Battle of Creadran Cille
| Date | 1257 |
| Location | near Sligo, County Sligo, Ireland54°21′22″N 8°36′54″W﻿ / ﻿54.356°N 8.615°W |
| Result | Gaelic Irish victory |

Belligerents
- Kingdom of Tyrconnell: Lordship of Ireland

Commanders and leaders
- Gofraidh Ua Domhaill: Maurice FitzGerald

Strength
- Unknown: Unknown

Casualties and losses
- Unknown: Unknown

= Battle of Creadran Cille =

13th century battle in Ireland

The Battle of Creadran Cille was fought in 1257 between the Irish of Tír Chonaill, led by Gofraidh Ó Domhnaill, and the Anglo-Irish, led by Maurice FitzGerald. It took place at Ros Ceide (Rosses Point) in the territory of Cairbre Drom Cliabh, near Sligo town. The forces of Tír Chonaill were victorious and drove the English out of their territory.

According to the Annals of the Four Masters (English translation):

A brave battle was fought by Godfrey O'Donnell, Lord of Tirconnell, in defence of his country, with the Lord Justice of Ireland, Maurice Fitzgerald, and the other English nobles of Connaught, at Creadran-Cille in Ros-cede, in the territory of Carbury, to the north of Sligo. A desperate and furious battle was fought between them: bodies were mangled, heroes were disabled, and the senses were stunned on both sides. The field was vigorously maintained by the Kinel-Connell, who made such obstinate and vigorous onsets upon the English that, in the end, they routed them with great slaughter. Godfrey himself, however, was severely wounded; for he met Maurice Fitzgerald face to face in single combat, in which they wounded each other severely. In consequence of the success of this battle, the English and the Geraldines were driven out of Lower Connaught.

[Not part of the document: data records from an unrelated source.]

PR #6634, opened 2024-09-14
[lexical-playground][ExcalidrawNode] Bug Fix: Preserve Excalidraw image dimensions after resizing

neysanfoo:
## Description
When resizing an Excalidraw image within the Lexical editor, the new dimensions are not preserved after certain editor actions. For example, try moving the cursor just to the left of the image and pressing Enter. This will cause the image to revert to its original size and a mismatch between the resize box and the image.

#### Updating the ExcalidrawNode Class:
1. Updated updateDOM method to ensure than when node is updated the dom reflects the new width and height
2. Update $createExcalidrawNode function to take in data, width, height

#### Modifying the ExcalidrawComponent:
1. Retrieved width and height from the node using the new getter methods.
2. Pass width and height to ExcalidrawImage

#### Updating the ExcalidrawImage Component:
1. Accepted width and height as props.
2. Apply the dimensions to the container's style

### Steps to Reproduce:
1. Insert an Excalidraw image into the editor.
5. Resize the image to make it larger.
6. Move the cursor to the left of the image.
7. Press Enter.

### Before
Observed Behavior: The image shrinks back to its original size, losing the resizing adjustments made by the user.

https://github.com/user-attachments/assets/c1011f32-e071-4083-9e5f-02fd3d4718b7

### After
Observed Behavior: The image retains its resized dimensions, preserving the user's adjustments even after the editor updates.

https://github.com/user-attachments/assets/6712543c-0b0b-4015-a0c5-4010162c5427

### DIFF
--- a/packages/lexical-playground/src/nodes/ExcalidrawNode/ExcalidrawComponent.tsx
+++ b/packages/lexical-playground/src/nodes/ExcalidrawNode/ExcalidrawComponent.tsx
@@ -15,8 +15,6 @@ import {useLexicalNodeSelection} from '@lexical/react/useLexicalNodeSelection';
 import {mergeRegister} from '@lexical/utils';
 import {
   $getNodeByKey,
-  $getSelection,
-  $isNodeSelection,
   CLICK_COMMAND,
   COMMAND_PRIORITY_LOW,
   KEY_BACKSPACE_COMMAND,
@@ -48,13 +46,13 @@ export default function ExcalidrawComponent({
     useLexicalNodeSelection(nodeKey);
   const [isResizing, setIsResizing] = useState<boolean>(false);
 
-  const onDelete = useCallback(
+  const $onDelete = useCallback(
     (event: KeyboardEvent) => {
-      if (isSelected && $isNodeSelection($getSelection())) {
+      if (isSelected) {
         event.preventDefault();
         editor.update(() => {
           const node = $getNodeByKey(nodeKey);
-          if ($isExcalidrawNode(node)) {
+          if (node) {
             node.remove();
           }
         });
@@ -102,22 +100,22 @@ export default function ExcalidrawComponent({
       ),
       editor.registerCommand(
         KEY_DELETE_COMMAND,
-        onDelete,
+        $onDelete,
         COMMAND_PRIORITY_LOW,
       ),
       editor.registerCommand(
         KEY_BACKSPACE_COMMAND,
-        onDelete,
+        $onDelete,
         COMMAND_PRIORITY_LOW,
       ),
     );
-  }, [clearSelection, editor, isSelected, isResizing, onDelete, setSelected]);
+  }, [clearSelection, editor, isSelected, isResizing, $onDelete, setSelected]);
 
   const deleteNode = useCallback(() => {
     setModalOpen(false);
     return editor.update(() => {
       const node = $getNodeByKey(nodeKey);
-      if ($isExcalidrawNode(node)) {
+      if (node) {
         node.remove();
       }
     });
@@ -182,15 +180,15 @@ export default function ExcalidrawComponent({
     appState = {},
   } = useMemo(() => JSON.parse(data), [data]);
 
-  const [width, height] = useMemo(() => {
+  const [initialWidth, initialHeight] = useMemo(() => {
     let nodeWidth: 'inherit' | number = 'inherit';
     let nodeHeight: 'inherit' | number = 'inherit';
 
     editor.getEditorState().read(() => {
       const node = $getNodeByKey(nodeKey);
       if ($isExcalidrawNode(node)) {
-        nodeWidth = node.getWidth(); // Now exists
-        nodeHeight = node.getHeight(); // Now exists
+        nodeWidth = node.getWidth();
+        nodeHeight = node.getHeight();
       }
     });
 
@@ -223,8 +221,8 @@ export default function ExcalidrawComponent({
             elements={elements}
             files={files}
             appState={appState}
-            width={width}
-            height={height}
+            width={initialWidth}
+            height={initialHeight}
           />
           {isSelected && (
             <div
--- a/packages/lexical-playground/src/nodes/ExcalidrawNode/ExcalidrawComponent.tsx
+++ b/packages/lexical-playground/src/nodes/ExcalidrawNode/ExcalidrawComponent.tsx
@@ -41,32 +41,30 @@ export default function ExcalidrawComponent({
   const [isModalOpen, setModalOpen] = useState<boolean>(
     data === '[]' && editor.isEditable(),
   );
-  const imageContainerRef = useRef<HTMLImageElement | null>(null);
+  const imageContainerRef = useRef<HTMLDivElement | null>(null);
   const buttonRef = useRef<HTMLButtonElement | null>(null);
   const captionButtonRef = useRef<HTMLButtonElement | null>(null);
   const [isSelected, setSelected, clearSelection] =
     useLexicalNodeSelection(nodeKey);
   const [isResizing, setIsResizing] = useState<boolean>(false);
 
-  const $onDelete = useCallback(
+  const onDelete = useCallback(
     (event: KeyboardEvent) => {
-      const deleteSelection = $getSelection();
-      if (isSelected && $isNodeSelection(deleteSelection)) {
+      if (isSelected && $isNodeSelection($getSelection())) {
         event.preventDefault();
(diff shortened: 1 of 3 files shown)


packages/lexical-playground/src/nodes/ExcalidrawNode/ExcalidrawComponent.tsx
```diff
@@ -41,32 +41,30 @@ export default function ExcalidrawComponent({
...
   const [isSelected, setSelected, clearSelection] =
     useLexicalNodeSelection(nodeKey);
   const [isResizing, setIsResizing] = useState<boolean>(false);
 
-  const $onDelete = useCallback(
+  const onDelete = useCallback(
     (event: KeyboardEvent) => {
-      const deleteSelection = $getSelection();
-      if (isSelected && $isNodeSelection(deleteSelection)) {
+      if (isSelected && $isNodeSelection($getSelection())) {
```
etrepum, line 53: I don't think this `$isNodeSelection($getSelection())` is doing anything useful anymore, now that the selection itself is not used

packages/lexical-playground/src/nodes/ExcalidrawNode/ExcalidrawComponent.tsx
```diff
@@ -41,32 +41,30 @@ export default function ExcalidrawComponent({
...
         editor.update(() => {
-          deleteSelection.getNodes().forEach((node) => {
-            if ($isExcalidrawNode(node)) {
-              node.remove();
-            }
-          });
+          const node = $getNodeByKey(nodeKey);
+          if ($isExcalidrawNode(node)) {
+            node.remove();
+          }
```
etrepum, line 59: This type check is redundant, all nodes have `remove()` and node keys are only re-used for different versions of the same instance

packages/lexical-playground/src/nodes/ExcalidrawNode/ExcalidrawComponent.tsx
```diff
@@ -41,32 +41,30 @@ export default function ExcalidrawComponent({
...
-  const imageContainerRef = useRef<HTMLImageElement | null>(null);
+  const imageContainerRef = useRef<HTMLDivElement | null>(null);
   const buttonRef = useRef<HTMLButtonElement | null>(null);
   const captionButtonRef = useRef<HTMLButtonElement | null>(null);
   const [isSelected, setSelected, clearSelection] =
     useLexicalNodeSelection(nodeKey);
   const [isResizing, setIsResizing] = useState<boolean>(false);
 
-  const $onDelete = useCallback(
+  const onDelete = useCallback(
```
etrepum, line 51: This is named `$onDelete` for a reason, since it calls dollar functions it must also be a dollar function. This rename should fail the lint
```suggestion
  const $onDelete = useCallback(
```

packages/lexical-playground/src/nodes/ExcalidrawNode/ExcalidrawComponent.tsx
```diff
@@ -104,16 +102,16 @@ export default function ExcalidrawComponent({
       ),
       editor.registerCommand(
         KEY_DELETE_COMMAND,
-        $onDelete,
+        onDelete,
```
etrepum, line 105:
```suggestion
        $onDelete,
```

packages/lexical-playground/src/nodes/ExcalidrawNode/ExcalidrawComponent.tsx
```diff
@@ -104,16 +102,16 @@ export default function ExcalidrawComponent({
...
         COMMAND_PRIORITY_LOW,
       ),
       editor.registerCommand(
         KEY_BACKSPACE_COMMAND,
-        $onDelete,
+        onDelete,
```
etrepum, line 110:
```suggestion
        $onDelete,
```

packages/lexical-playground/src/nodes/ExcalidrawNode/ExcalidrawComponent.tsx
```diff
@@ -104,16 +102,16 @@ export default function ExcalidrawComponent({
...
         COMMAND_PRIORITY_LOW,
       ),
     );
-  }, [clearSelection, editor, isSelected, isResizing, $onDelete, setSelected]);
+  }, [clearSelection, editor, isSelected, isResizing, onDelete, setSelected]);
```
etrepum, line 114:
```suggestion
  }, [clearSelection, editor, isSelected, isResizing, $onDelete, setSelected]);
```

packages/lexical-playground/src/nodes/ExcalidrawNode/ExcalidrawComponent.tsx
```diff
@@ -184,6 +182,21 @@ export default function ExcalidrawComponent({
...
+    editor.getEditorState().read(() => {
+      const node = $getNodeByKey(nodeKey);
+      if ($isExcalidrawNode(node)) {
+        nodeWidth = node.getWidth(); // Now exists
+        nodeHeight = node.getHeight(); // Now exists
+      }
+    });
+
+    return [nodeWidth, nodeHeight];
+  }, [editor, nodeKey]);
```
etrepum, line 198: This only runs once to get the initial height and width, because neither the `editor` or `nodeKey` ever change identity. If this is intentional behavior then maybe `initialHeight` and `initialWidth` would be better names.

packages/lexical-playground/src/nodes/ExcalidrawNode/index.tsx
```diff
@@ -29,13 +29,13 @@ const ExcalidrawComponent = React.lazy(() => import('./ExcalidrawComponent'));
...
-    width: Dimension;
-    height: Dimension;
+    width?: Dimension;
+    height?: Dimension;
   },
   SerializedLexicalNode
 >;
 
-function $convertExcalidrawElement(
+function convertExcalidrawElement(
```
etrepum, line 38: This shouldn't be renamed
```suggestion
function $convertExcalidrawElement(
```

packages/lexical-playground/src/nodes/ExcalidrawNode/index.tsx
```diff
@@ -48,10 +48,7 @@ function $convertExcalidrawElement(
     !widthStr || widthStr === 'inherit' ? 'inherit' : parseInt(widthStr, 10);
 
   if (excalidrawData) {
-    const node = $createExcalidrawNode();
-    node.__data = excalidrawData;
-    node.__height = height;
-    node.__width = width;
+    const node = new ExcalidrawNode(excalidrawData, width, height);
```
etrepum, line 51: The original was more correct, it's always preferable to use a constructor function so that `$applyNodeReplacement` can be used

```suggestion
    const node = $createExcalidrawNode(excalidrawData, width, height);
```

packages/lexical-playground/src/nodes/ExcalidrawNode/index.tsx
```diff
@@ -135,7 +139,7 @@ export class ExcalidrawNode extends DecoratorNode<JSX.Element> {
           return null;
         }
         return {
-          conversion: $convertExcalidrawElement,
+          conversion: convertExcalidrawElement,
```
etrepum, line 142:
```suggestion
          conversion: $convertExcalidrawElement,
```

packages/lexical-playground/src/nodes/ExcalidrawNode/index.tsx
```diff
@@ -169,11 +173,19 @@ export class ExcalidrawNode extends DecoratorNode<JSX.Element> {
     self.__data = data;
   }
 
+  getWidth(): Dimension {
+    return this.__width;
```
etrepum, line 177:
```suggestion
    return this.getLatest().__width;
```

packages/lexical-playground/src/nodes/ExcalidrawNode/index.tsx
```diff
@@ -169,11 +173,19 @@ export class ExcalidrawNode extends DecoratorNode<JSX.Element> {
...
+  }
+
   setWidth(width: Dimension): void {
     const self = this.getWritable();
     self.__width = width;
   }
 
+  getHeight(): Dimension {
+    return this.__height;
```
etrepum, line 186:
```suggestion
    return this.getLatest().__height;
```

etrepum (approved):
Looks good! Confirmed that resizing works as expected now at least in the situations I tried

M1257.14 On the same day Mac Griffin, an illustrious knight, was taken prisoner by O'Donnell's people; and Sligo was afterwards burned and totally plundered by them. Donough, the son of Cormac O'Donnell, was killed in the heat of this battle of Creadran. They (O'Donnell's people) then returned home in consequence of O'Donnell's wounds; but, were it not that his wounds had oppressed him, he would have routed his enemies to the River Moy. Godfrey, on his return, prostrated and demolished the castle which had been erected by the English a short time before, at Cael-uisce, to carry on the war against the Kinel-Connell.

M1257.15 Maurice Fitzgerald, for some time Lord Justice of Ireland, and the destroyer of the Irish, died.